- [ASSIGNMENT]: Your answer should be every line with the word "vapid", copied from the data below.

- [RECORDS PROVIDED]:
Issue #300, opened 2017-06-11
Source-map is not applied in server


hyungheo:
When node make some error or exception , origin-source code is not traced by node.

hyungheo:
619730c014d8add064394a8583dd24d16331679d

PR #301, opened 2017-06-11
Apply sourcemap to server (about Issue #300)

hyungheo:
This patch provides source map support for stack traces in node.

It uses the source-map module to replace the paths and line numbers of source-mapped files with their original paths and line numbers. The output mimics node's stack trace format with the goal of making every compile-to-JS language more of a first-class citizen. Source maps are completely general (not specific to any one language) so you can use source maps with multiple compile-to-JS languages in the same node process.

### DIFF
--- a/package.json
+++ b/package.json
@@ -26,8 +26,9 @@
     "run-sequence": "^1.0.1",
     "sass-loader": "^6.0.5",
     "style-loader": "^0.18.2",
-    "url-loader": "^0.5.8",
-    "webpack": "^2.6.1"
+    "source-map-support": "^0.4.15",
+    "webpack": "^2.6.1",
+    "url-loader": "^0.5.8"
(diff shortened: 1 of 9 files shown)


package.json
```diff
@@ -20,7 +20,8 @@
     "gulp-sourcemaps": "^1.6.0",
     "mocha": "^3.4.1",
     "run-sequence": "^1.0.1",
-    "webpack": "^2.6.1"
+    "webpack": "^2.6.1",
+    "source-map-support": "^0.4.15"
```
cs-lee: We need to sort alphabetical order.

hyungheo: It has been fixed

romandev:
Please rebase this

hyungheo:
rebasing has been done

PR #313, opened 2017-06-13
fix absolute start error

nadongguri:
Latest master branch occurs error when running "absolute start".
It is because of not existing database folder so handled it.


nadongguri:
One thing I'm worrying about is the code mkdir -p in gulp file. Will it be better do it in absolute script file?

romandev:
@nadongguri Thank you for this patch.

If you don't mind, let's use a easier way.
1. Make database directory.
2. Put just .gitkeep file (its content should be empty)
3. Then, there is no code like mkdir -p blah blah in gulp file.

nadongguri:
Okay. I appreciate your kindness guide. :-)

nadongguri:
Made it out!

Wuseok:
oh... I'm late.

PR #315, opened 2017-06-14
add workbox-webpack-plugin to install service-worker

daehyunjimmy:
* workbox-sw
workbox-sw is a high-level wrapper that ties together the smaller modules into a single, consistent interface.
For most developers, workbox-sw will be all your service worker needs to handle routing and caching.
workbox-sw handles both precaching (using a manifest generated by workbox-cli, workbox-webpack-plugin, or workbox-build), and runtime caching.

to generate service worker, add workbox-webpack-plugin.


daehyunjimmy:
I am checking using workbox-build instead of this.
(https://workboxjs.org/reference-docs/latest/module-workbox-build.html#.generateSW)

daehyunjimmy:
https://github.com/GoogleChrome/workbox/issues/605

PR #318, opened 2017-06-15
Add generating push vapid key

JayChl:
- Move push related key to push_key.json
- Generate push vapid key at first launching server


JayChl:
need fix result path out json

JayChl:
Reading/Writing target json path is "../../server/push/push_key.json".
Adding json file to babel build can make server stop unexpectedly
#323

Issue #297, opened 2017-06-09
To create Server test environment


Wuseok:
In case of server side test, we should to start server before testing.
I will create test folder like this (/server/test/) and putting start server module before start testing.

Wuseok:
Hello @romandev 
I checked to start server in mocha but it is not easy.
I have some issue and failed to start absolute server.

1. start command (./absolute start) using spawnSync
- I try to start server using this command but ENOENT error was comes up.
2. /server/test/ is not possible because this code < return gulp.src(['./server/**/*.js']) > this command is included gulpfile.babel.js
3. Access out/server folder and start server.js file
- If bootstrap test was succeed, out/server folder and file was created but is it OK about this flow?

romandev:
I'll take this.

nadongguri:
@Wuseok, I'm closing this issue.

PR #321, opened 2017-06-15
To create Server test environment

Wuseok:
I mentioned Issue #297
In case of server side test, we should to start server before testing.

Here I added 'server_test' command in gulpfile.js
and after './absolute start' command passed, /test/*.js file will be started.
but here has some issue.
* /server/test/ is not possible because below code 
< return gulp.src(['./server/**/*.js']) > [gulpfile.babel.js]
this command was built with test-*.js file so build error was occurred.
so temporary I create test folder in parent folder.

Please review this.


romandev:
Leave a comment

Issue #325, opened 2017-06-20
"build_client" does not terminate on Ctrl+C


cs-lee:
"build_client" does not terminate on Ctrl+C

nadongguri:
@cs-lee, I'm closing this issue, you can re-open it if you want. :D

PR #326, opened 2017-06-20
bug fix - "build_client" does not terminate on Ctrl+C #325

cs-lee:
1. Add the signal handler in build_client sequence.

### DIFF
--- a/gulpfile.babel.js
+++ b/gulpfile.babel.js
@@ -19,6 +19,9 @@ process.on('exit', () => {
 
 process.on('SIGINT', () => {
   runSequence('stop');
+	process.nextTick( () => {
+	  process.exit(1);
+	});
 });
 
 process.on('uncaughtException', () => {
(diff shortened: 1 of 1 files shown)


gulpfile.babel.js
```diff
@@ -139,4 +139,8 @@ gulp.task('build_client', () => {
   }, (err, stats) => {
       // FIXME(cs-lee) save log in file
   });
+
+  process.on('SIGINT', () => {
```
romandev: This event is already defined at top block of this file.

romandev: I'm not sure if this is a right way.
Can you ensure that the other daemon or service is stopped safely?

nadongguri:
Pressing "Ctrl + C" could end build_client task during running
using the exist SIGINT handler. But I'm afraid of using nested
process function calls.

PR #385, opened 2017-07-27
Apply the ESlint rule to 'gulpfile.babel.js'

GarlicB:
I fix various ESLint errors in the file. 
(camelcase, semicolon, comma dangle, brace style, indentation)

### DIFF
--- a/gulpfile.babel.js
+++ b/gulpfile.babel.js
@@ -13,9 +13,9 @@
 // limitations under the License.
 
 import babel from 'gulp-babel';
-import child_process from 'child_process';
+import childProcess from 'child_process';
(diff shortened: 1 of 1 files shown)


romandev:
Just curious: What tool did you use? Also, our lint test is not checking for gulpfile.babel.js?

GarlicB:
Yes, 'gulpfile.babel.js' did not check for itself. because it checked only certain .js files in 'server' folder. 
so i added './gulpfile.babel.js' on gulp.src (task of 'lint_server').

And I checked this file with ESlinter of the Atom at first.
Actually. I think the result is the same as checking with the gulp-eslint module in our gulpfile.babel.js.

- [SOLUTION FOR THIS PROBLEM]:
Add generating push vapid key
- Generate push vapid key at first launching server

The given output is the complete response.